See more examples in src/Control/Selective.hs.

Code written using selective combinators can be both statically analysed (by reporting all possible effects of a computation) and efficiently executed (by skipping unnecessary effects).

Laws

Instances of the Selective type class must satisfy a few laws to make it possible to refactor selective computations. These laws also allow us to establish a formal relation with the Applicative and Monad type classes.

  • Identity:

    x <*? pure id = either id id <$> x
    
  • Distributivity (note that y and z have the same type f (a -> b)):

    pure x <*? (y *> z) = (pure x <*? y) *> (pure x <*? z)
    
  • Associativity:

    x <*? (y <*? z) = (f <$> x) <*? (g <$> y) <*? (h <$> z)
      where
        f x = Right <$> x
        g y = \a -> bimap (,a) ($a) y
        h z = uncurry z
    
  • Monadic select (for selective functors that are also monads):

    select = selectM
    

There are also a few useful theorems:

  • Apply a pure function to the result:

    f <$> select x y = select (fmap f <$> x) (fmap f <$> y)
    
  • Apply a pure function to the Left case of the first argument:

    select (first f <$> x) y = select x ((. f) <$> y)
    
  • Apply a pure function to the second argument:

    select x (f <$> y) = select (first (flip f) <$> x) ((&) <$> y)
    
  • Generalised identity:

    x <*? pure y = either y id <$> x
    
  • A selective functor is rigid if it satisfies <*> = apS. The following interchange law holds for rigid selective functors:

    x *> (y <*? z) = (x *> y) <*? z
    

Note that there are no laws for selective application of a function to a pure Left or Right value, i.e. we do not require that the following laws hold:

select (pure (Left  x)) y = ($x) <$> y -- Pure-Left
select (pure (Right x)) y = pure x     -- Pure-Right

In particular, the following is allowed too:

select (pure (Left  x)) y = pure ()       -- when y :: f (a -> ())
select (pure (Right x)) y = const x <$> y

We therefore allow select to be selective about effects in these cases, which in practice allows to under- or over-approximate possible effects in static analysis using instances like Under and Over.

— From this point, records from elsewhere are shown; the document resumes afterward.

PR #40, opened 2016-02-26
Show the slug in the Atom feed

gabebw:
This will make it easier to parse for anyone who writes, say, a best-selling iOS app.

### DIFF
--- a/app/views/feeds/show.atom.builder
+++ b/app/views/feeds/show.atom.builder
@@ -9,6 +9,7 @@ atom_feed do |feed|
     feed.tag!(:entry) do |entry|
       entry.id redirection.tag_uri
       entry.title "#{redirection.slug} joined #{title}"
+      entry.slug redirection.slug
       entry.updated redirection.created_at.iso8601
       entry.content redirection.url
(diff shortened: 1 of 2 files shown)


edwardloveall:
Would an iOS app rather have an API? What made you want to include it in the Atom feed?

There's no slug in [the Atom spec](http://www.ietf.org/rfc/rfc4287.txt). The closest fit would probably be the summary field, but even that is kinda weird.

gabebw:
You're right, I don't know what I was thinking. It's not even in the spec!

An API is a better idea if, say, @jnutting wants to build an app...

Closing without merging.

adarsh:
Webring app!?! Brave new world

On Friday, February 26, 2016, Gabe Berke-Williams <notifications@github.com>
wrote:

> Closed #40 <https://github.com/gabebw/hotline-webring/pull/40>.
>
> —
> Reply to this email directly or view it on GitHub
> <https://github.com/gabebw/hotline-webring/pull/40#event-567851414>.
>


-- 


-- 
313.454.1515 (mobile)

If f is also a Monad, we require that select = selectM, from which one can prove apS = <*>, and furthermore the above Pure-Left and Pure-Right properties now hold.

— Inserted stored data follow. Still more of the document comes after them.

PR #285, opened 2019-11-18
Refactor case generation strategies

### LINKED ISSUE #253: Refactor case generation strategies
At the moment we use a schema for an empty object - `{"properties": {}, "additionalProperties": False, "type": "object", "required": []}` for all `Endpoint` attributes that we generate afterwards, also, `body` is replaced by actual object, which is taken from the schema.

The problem is that it might ambiguous to differentiate between the absence of value in the generated `case` or an empty value. For example, `body` could be `None` or `{}` or `[]` which all are falsy values in Python - this should be unified and only a single value should indicate the absence. It causes problems in the CLI output, now there is hardcoded `{}`  in `display_example`, and thus `[]` sent in the body will not be displayed. 

Also, the current approach implies the usage of `from_schema`, however, we know upfront that there will be no value but Hypothesis generates data for this specification which might take time - calling `.example()` on versions with empty objects generation & without it take `2.65ms` and `1.15ms` respectively, which is a visible difference. We can optimize this by not using strategies for such cases at all - we already know what should be the value there.

svtkachenko:
Closes #253

### DIFF
--- a/src/schemathesis/_hypothesis.py
+++ b/src/schemathesis/_hypothesis.py
@@ -14,7 +14,7 @@ from requests.utils import check_header_validity  # type: ignore
 
 from ._compat import handle_warnings
 from .exceptions import InvalidSchema
-from .models import Case, Endpoint, empty_object
+from .models import Case, Endpoint
 
 PARAMETERS = frozenset(("path_parameters", "headers", "cookies", "query", "body", "form_data"))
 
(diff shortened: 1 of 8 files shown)


src/schemathesis/_hypothesis.py
```diff
@@ -61,7 +61,7 @@ def async_run(*args: Any, **kwargs: Any) -> None:
 def get_examples(endpoint: Endpoint) -> Generator[Case, None, None]:
     for name in PARAMETERS:
         parameter = getattr(endpoint, name)
-        if "example" in parameter:
+        if parameter and "example" in parameter:
```
Stranger6667: could it be `if parameter is not None and "example" in parameter`?

src/schemathesis/_hypothesis.py
```diff
@@ -114,17 +118,23 @@ def get_case_strategy(endpoint: Endpoint) -> st.SearchStrategy:
...
+                if parameter == "path_parameters":
+                    strategies[parameter] = (
+                        from_schema(endpoint.path_parameters)
+                        .filter(filter_path_parameters)  # type: ignore
+                        .map(quote_all)  # type: ignore
+                    )
+                elif parameter == "headers":
+                    strategies[parameter] = from_schema(endpoint.headers).filter(is_valid_header)  # type: ignore
+                else:
+                    strategies[parameter] = from_schema(getattr(endpoint, parameter))  # type: ignore
```
Stranger6667: could you, please define `value = getattr(endpoint, parameter)` and use it in all branches ?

Static analysis of selective functors

Like applicative functors, selective functors can be analysed statically. We can make the Const functor an instance of Selective as follows.

instance Monoid m => Selective (Const m) where
    select = selectA

Although we don't need the function Const m (a -> b) (note that Const m (Either a b) holds no values of type a), we choose to accumulate the effects associated with it. This allows us to extract the static structure of any selective computation very similarly to how this is done with applicative computations.

The Validation instance is perhaps a bit more interesting.

data Validation e a = Failure e | Success a deriving (Functor, Show)

instance Semigroup e => Applicative (Validation e) where
    pure = Success
    Failure e1 <*> Failure e2 = Failure (e1 <> e2)
    Failure e1 <*> Success _  = Failure e1
    Success _  <*> Failure e2 = Failure e2
    Success f  <*> Success a  = Success (f a)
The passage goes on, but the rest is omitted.